One common use case is joining derivative data back to the original table.
SELECT *
FROM people
LEFT JOIN (
SELECT FamilyID, COUNT(*) AS FamilySize FROM people GROUP BY FamilyID
) AS r
ON people.FamilyID = r.FamilyIDCan take multiple right-hand side tables.
SELECT *
FROM people
LEFT JOIN (
SELECT FamilyID, COUNT(*) AS FamilySize FROM people GROUP BY FamilyID
) AS r1
ON people.FamilyID = r1.FamilyID
LEFT JOIN (
SELECT FamilyID, ID as HeadOfHouseholdID
FROM (
SELECT FamilyID, ID, ROW_NUMBER() OVER (PARTITION BY FamilyID) AS row_number
FROM people
)
WHERE row_number = 1
) AS r2
ON people.FamilyID = r2.FamilyID
Tips
Duplicate Columns
Joins will result in duplicate columns, if only on the key column used in the ON clause.

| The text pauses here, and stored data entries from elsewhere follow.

PR #89, opened 2024-02-16
Add initial support for file groups

rebkwok:
Add initial support for file groups. 

The UI for selecting a group or providing a group name for a new one isn't implemented yet, so currently every file added to a request will be added to a single default group.


airlock/api.py
```diff
@@ -315,12 +336,21 @@ def set_status(
...
         """Add a file to a request.
 
         Subclasses should call super().add_file_to_request(...) to do the
-        copying, then record the file metadata as needed.
+        copying, then create/retrieve the file group and record the file
+        metadata as needed.
+
+        After calling add_file_to_request, the current release_request's
+        filegroups will be out of date. Subclasses should return a new
+        ReleaseRequest to ensure filegroups are current.
```
rebkwok, line 353: I'm not sure about this. I know the `set_state` method changes the ReleaseRequest object, but that doesn't feel like a thing that should be done unless it has to.  I've chosen to make `add_file_to_request` return the release_request here, and a new one in the provider api, but the provider api could modify the existing release_request. In the views it doesn't actually need to, because adding a request redirects to the request file view, where the request will be instantiated again and will have the updated groups.

bloodearnest: Yeah, I agree this is an awkward case. I originally wrote `set_status()` to return a new instance in a similar manner for similar reasons.  But the old instance can still be used, so feels like a foot gun (and indeed it did bite me). Unlike Closure, Python programmers are not used to immutable data types, except for, famously, strings. But if we document this aspect of the API, its probably ok?

And like you say, its unlikely to matter in the current usage, but in future that might change.

Also, lists are mutable members of frozen dataclasses, so you *can* actually mutate them as normal, rather than having to assign to __dict__ as I did with `.status`. As you've added a list, ReleaseRequest is no longer hashable, but I but assume that's not been an issue. I don't its avoidable anyway.

In that case, all `frozen=True` does is prevent mutation of normal attributes.

So I actually think mutating the list is probably fine?  But probably worth discussing with rest of RAP (separate to this PR)?

Whatever we decide, there's probably value in doing the same thing across the board for all the APIs that mutate - either mutate passed object, or return a new object.  If we do return new, it would be nice to have some way to force the caller to not use that instance again (aka tainted objects).

local_db/api.py
```diff
@@ -95,3 +129,36 @@ def set_status(self, request: ReleaseRequest, status: Status, user: User):
...
+
+    def add_file_to_request(
+        self,
+        release_request: ReleaseRequest,
+        relpath: Path,
+        user: User,
+        group_name: Optional[str] = "default",
+    ) -> ReleaseRequest:
+        # call super() to copy the file
+        super().add_file_to_request(release_request, relpath, user, group_name)
```
bloodearnest, line 141: So, thinking this through, if the copy succeeds but the db fails, we are left with inconsistent state.

So it might be better to write to the db first, and then call super() to copy *within the transaction block*.

That way, if the copy fails, the db rolls back. And if the db fails, the copy never happens. In either case, we are left with consistent state.

Might need to update the doc string on ProviderAPI.add_file_to_request to match that if so, I think I got it wrong by saying it should call it first.

local_db/models.py
```diff
@@ -45,3 +45,25 @@ class RequestMetadata(models.Model):
     status = StatusField(default=Status.PENDING)
     author = models.TextField()  # just username, as we have no User model
     created_at = models.DateTimeField(default=timezone.now)
+
+
+class FileGroupMetadata(models.Model):
+    """A group of files that share context and controls"""
+
+    request_id = models.TextField()
```
bloodearnest, line 53: Could this be an FK to ReleaseMetadata?

local_db/models.py
```diff
@@ -45,3 +45,25 @@ class RequestMetadata(models.Model):
...
+    name = models.TextField(default="default")
+
+    class Meta:
+        unique_together = ("request_id", "name")
```
bloodearnest, line 57: nice!

bloodearnest (approved):
This looks great, thanks.

Have made a comment about moving the file copy inside the db transaction - I do think that's probably important to do?

Left a few other comments that more trivial, feel free to ignore.

I think the questions of mutate or return new is worth getting an answer to, but can wait till a later PR I think?

local_db/api.py
rebkwok: Yes, that makes sense, and now that I've started poking things from the frontend I've come across that inconsistent state already

local_db/models.py
rebkwok: Yes, I think so

airlock/api.py
rebkwok: OK, I've left it as is (creating the new object). Something to discuss at the next code walkthrough, maybe. Do we want ReleaseRequest to be hashable? It's not been an issue yet, but a jobserver provider API might want it? I'm going to leave that for later too, though.

airlock/api.py
```diff
@@ -102,6 +103,25 @@ def abspath(self, relpath):
...
+
+
+@dataclass(frozen=True)
+class FileGroup:
+    """
+    Represents a group of one or more files within a release request
+    """
+
+    name: str
+    files: [RequestFile]
```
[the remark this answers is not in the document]
rebkwok: Actually, I don't think it is, and was just an error on my part...at least I can't find any evidence that it is, even though `just check` didn't complain.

Some engines (like sqlite) will store these duplicates with sequential names like ID:1.
Sometimes the only solution is to avoid *, and actually list the requested columns.
UPDATE FROM
In some circumstances, UPDATE FROM is a more appropriate option.
UPDATE people
SET LastName = r.LastName,
FirstName = r.FirstName,
FROM (
SELECT LastName, FirstName
FROM people_pii
) AS r
WHERE people.ID = r.ID
ON vs WHERE
The following queries are not interchangeable: ON clauses are evaluated at match time, while WHERE clauses are evaluated after matching.
SELECT * FROM transactions LEFT JOIN people ON people.ID=transactions.ID WHERE transactions.ID = 1
This will return only the rows in people where ID = 1.
SELECT *
FROM transactions
LEFT JOIN people ON people.ID=transactions.ID
AND transactions.ID = 12345This will return all rows in people, but joined columns will only be non-NULL for the rows where ID = 1.